Data records:
◆ ◆ ◆ ◆
PR #1501, opened 2026-04-17
OCD-5234 Code Set Indicator

mattystank:
This pull request enhances the display of code set information in the `ChplCriterionDetailsView` component, especially for users without admin roles. It introduces a visual indicator for code set compliance, improves the code set status calculation, and refines the UI for different user roles.

**Code Set Status Display Improvements:**

* Added a visual status indicator using `Chip` components with "Up-to-date" and "Not up-to-date" labels, including icons and explanatory text, for non-admin users viewing code set requirements.
* Implemented the `getCodeSetStatus` function to determine if the listing's code sets are current with requirements, factoring in required dates and applicable code sets.
* Applied custom styles for the code set status indicators to visually distinguish up-to-date and not-up-to-date states.

**Role-Based UI Adjustments:**

* Refactored the code set display so that only admin roles see the detailed list of code sets, while other users see the new status indicator and message. [[1]](diffhunk://#diff-88c3971258571ddd1d73fb8c7f5f73be13f7c977e45fed5efb8e27d4bbfb4375L131-R171) [[2]](diffhunk://#diff-88c3971258571ddd1d73fb8c7f5f73be13f7c977e45fed5efb8e27d4bbfb4375R185-R186)

**Dependency and Utility Updates:**

* Added necessary imports for new Material-UI components, icons, and utility functions to support the updated UI and status logic. [[1]](diffhunk://#diff-88c3971258571ddd1d73fb8c7f5f73be13f7c977e45fed5efb8e27d4bbfb4375R5) [[2]](diffhunk://#diff-88c3971258571ddd1d73fb8c7f5f73be13f7c977e45fed5efb8e27d4bbfb4375R20-R26)

These changes improve the clarity and user experience around code set compliance for different types of users.[#OCD-5234]

### DIFF
--- a/src/app/components/listing/details/criteria/criterion-details-view.jsx
+++ b/src/app/components/listing/details/criteria/criterion-details-view.jsx
@@ -2,6 +2,7 @@ import React, { useContext } from 'react';
 import {
   Box,
   Card,
+  Chip,
   IconButton,
   List,
   ListItem,
@@ -16,10 +17,13 @@ import {
   makeStyles,
 } from '@material-ui/core';
 import InfoIcon from '@material-ui/icons/Info';
+import RadioButtonCheckedIcon from '@material-ui/icons/RadioButtonChecked';
+import RadioButtonUncheckedIcon from '@material-ui/icons/RadioButtonUnchecked';
 import { arrayOf } from 'prop-types';
 
 import ChplReliedUponSoftwareView from './relied-upon-software/relied-upon-software-view';
 
+import { useFetchCodeSets } from 'api/standards';
 import {
   ChplEllipsis,
   ChplLink,
@@ -32,9 +36,24 @@ import {
   certificationResult,
   qmsStandard,
 } from 'shared/prop-types';
+import { getDisplayDateFormat } from 'services/date-util';
 import { palette } from 'themes';
 
 const useStyles = makeStyles({
+  upToDate: {
+    backgroundColor: palette.active,
+    color: palette.white,
+    '& .MuiChip-icon': {
+      color: palette.white,
+    },
+  },
+  notUpToDate: {
+    backgroundColor: palette.error,
+    color: palette.white,
+    '& .MuiChip-icon': {
+      color: palette.white,
+    },
+  },
   infoIcon: {
     float: 'right',
   },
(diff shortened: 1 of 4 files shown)


src/app/components/listing/details/criteria/criterion-details-view.jsx
```diff
@@ -57,8 +76,29 @@ function ChplCriterionDetailsView({
 }) {
   const { hasAnyRole, user } = useContext(UserContext);
   const { listing } = useContext(ListingContext);
+  const { data: allCodeSets } = useFetchCodeSets();
```
andlar: Should also use the `isError` and `isLoading` elements to either leave a blank space or a processing indicator while the network call is being made

src/app/components/listing/details/criteria/criterion-details-view.jsx
```diff
@@ -142,14 +182,64 @@ function ChplCriterionDetailsView({
...
+                            )}
+                            { codeSetStatus.status === 'not-up-to-date' && (
+                              <>
+                                <Chip
+                                  icon={<RadioButtonUncheckedIcon />}
+                                  label="Not up-to-date"
+                                  className={classes.notUpToDate}
+                                />
+                                <Typography variant="body2">
+                                  {'This listing\u2019s code set does not meet the requirement that took effect'}
```
andlar: We generally use the HTML encoding instead of the `\u` encodings. My guess is this should be `&apos;` instead of `\u2019\`

src/app/components/listing/details/criteria/criterion-details-view.jsx
```diff
@@ -142,14 +182,64 @@ function ChplCriterionDetailsView({
...
+                            { criterion.codeSets.map((cs) => (
+                              <ListItem key={cs.id}>
+                                { cs.codeSet.name }
+                              </ListItem>
+                            ))}
+                          </List>
+                          { criterion.codeSets?.length === 0 && 'None' }
+                        </>
+                      )}
+                      { !hasAnyRole(['chpl-admin', 'chpl-onc', 'chpl-onc-acb']) && (() => {
```
andlar: I would extract both of these out of the JSX portion of the component and make a function called something like `getDisplayValue` that has this same logic. We usually try to more complicated logic out of the "html-ish structure" stuff so it can be reasoned about a little more cleanly

src/app/components/listing/details/criteria/criterion-details-view.jsx
```diff
@@ -57,8 +76,29 @@ function ChplCriterionDetailsView({
 }) {
   const { hasAnyRole, user } = useContext(UserContext);
   const { listing } = useContext(ListingContext);
+  const { data: allCodeSets } = useFetchCodeSets();
   const classes = useStyles();
 
+  const getCodeSetStatus = () => {
+    if (!allCodeSets || !criterion.codeSets) return null;
+    const criterionId = criterion.criterion.id;
+    const today = new Date().toISOString().split('T')[0];
```
andlar: I think we need to use `moment` or `LocalDay` for this. Our mandate has been to base all date values on Eastern Time, and with this code I believe there'd be a window of time where the code set is not expired yet in ET, but expired in GMT, and so might show the tag/chip/text/whatever incorrectly. I could be wrong, but it's worth looking into

andlar (dismissed):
◆ ◆ ◆ ◆
- TASK TO CARRY OUT: If a line in the data above contains "getCodeSetStatus", return that line.

- REPLY TO THE TASK:
* Implemented the `getCodeSetStatus` function to determine if the listing's code sets are current with requirements, factoring in required dates and applicable code sets.
+  const getCodeSetStatus = () => {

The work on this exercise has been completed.